About this task: Starting at the line that holds "Because this module" and stopping at the line that holds "This PR adds", restate the records below word for word, with both of those lines included.

Collected data
PR #390, opened 2019-06-26
Refactor service authorization into shared Authorization Manager

gshaw1997:
**Purpose of this PR**
Because this module encapsulates business use cases and resources regarding Learning Objects within the CLARK system, much of the authorization logic for resources owned by the service is the same throughout the service's modules. To increase maintainability and consistency of this logic, the reusable set of authorization functions and unit tests have been consolidated to the shared `AuthorizationManager`.


src/LearningObjects/Hierarchy/HierarchyInteractor.ts
```diff
@@ -24,7 +23,7 @@ export async function fetchParents(params: {
   let hasFullAccess = false;
   let collectionsWithAccess: string[] = [];
   let requestedByAuthor = false;
-  const [collection, author] = await Promise.all([
```
davidnso: why was the "collection" replaced here?

gshaw1997: It was replaced with a "dont care" since it is an unused variable. The return type of the `await Promise.all` operation is an array and is being destructured into two consts. We need the second element of that array to be set to `author`, but don't care about the first element, so we denote that as `_` by common convention meaning "don't care".

But aside from that, you bring up a good point, why are we requesting a resource we're not using???

PR #392, opened 2019-06-27
Write Learning Object File Bundle to Storage

DonSeannelly:
This PR adds a background task to the Publishing Module, where it will bundle a Learning Object's files on release and save that to S3. This will enable us to refactor Library Service to stream the bundle when downloading released Learning Objects instead of bundling on the fly.

The Bundler was added as a ServiceModule by use of the `node-service-module` package (from @gshaw1997). This has gotten me thinking a lot about how to manage dependencies of modules and stubbing out pieces of the system for testing. In order to get unit tests to work here, I had to refactor the bundling logic that was inside of Library Service to more closely split business logic and implementation detail (we had been fetching data streams in the interactor!).

[ch676]


src/LearningObjects/Publishing/ReleaseEmails/lambda-gateway-factory.ts
```diff
@@ -15,8 +15,8 @@ export class LambdaGatewayFactory {
 
     static buildGateway(): ReleaseEmailGateway {
         switch (process.env.NODE_ENV) {
+            case 'test':
```
nvisal1: Why did you remove the line under testing and add a new case?

package.json
```diff
@@ -28,12 +28,15 @@
...
     "@sentry/node": "^4.6.6",
+    "@types/archiver": "^3.0.0",
+    "archiver": "^3.0.0",
     "aws-sdk": "^2.211.0",
     "cookie-parser": "^1.4.3",
     "cors": "^2.8.4",
     "dotenv": "^6.0.0",
     "express": "^4.16.2",
     "express-jwt": "^5.3.0",
+    "get-uri": "^2.0.3",
```
gshaw1997: Is this package still used? Looks like we're just using `https` now.
```suggestion
```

Output for this exercise:
Because this module encapsulates business use cases and resources regarding Learning Objects within the CLARK system, much of the authorization logic for resources owned by the service is the same throughout the service's modules. To increase maintainability and consistency of this logic, the reusable set of authorization functions and unit tests have been consolidated to the shared `AuthorizationManager`.


src/LearningObjects/Hierarchy/HierarchyInteractor.ts
```diff
@@ -24,7 +23,7 @@ export async function fetchParents(params: {
   let hasFullAccess = false;
   let collectionsWithAccess: string[] = [];
   let requestedByAuthor = false;
-  const [collection, author] = await Promise.all([
```
davidnso: why was the "collection" replaced here?

gshaw1997: It was replaced with a "dont care" since it is an unused variable. The return type of the `await Promise.all` operation is an array and is being destructured into two consts. We need the second element of that array to be set to `author`, but don't care about the first element, so we denote that as `_` by common convention meaning "don't care".

But aside from that, you bring up a good point, why are we requesting a resource we're not using???

PR #392, opened 2019-06-27
Write Learning Object File Bundle to Storage

DonSeannelly:
This PR adds a background task to the Publishing Module, where it will bundle a Learning Object's files on release and save that to S3. This will enable us to refactor Library Service to stream the bundle when downloading released Learning Objects instead of bundling on the fly.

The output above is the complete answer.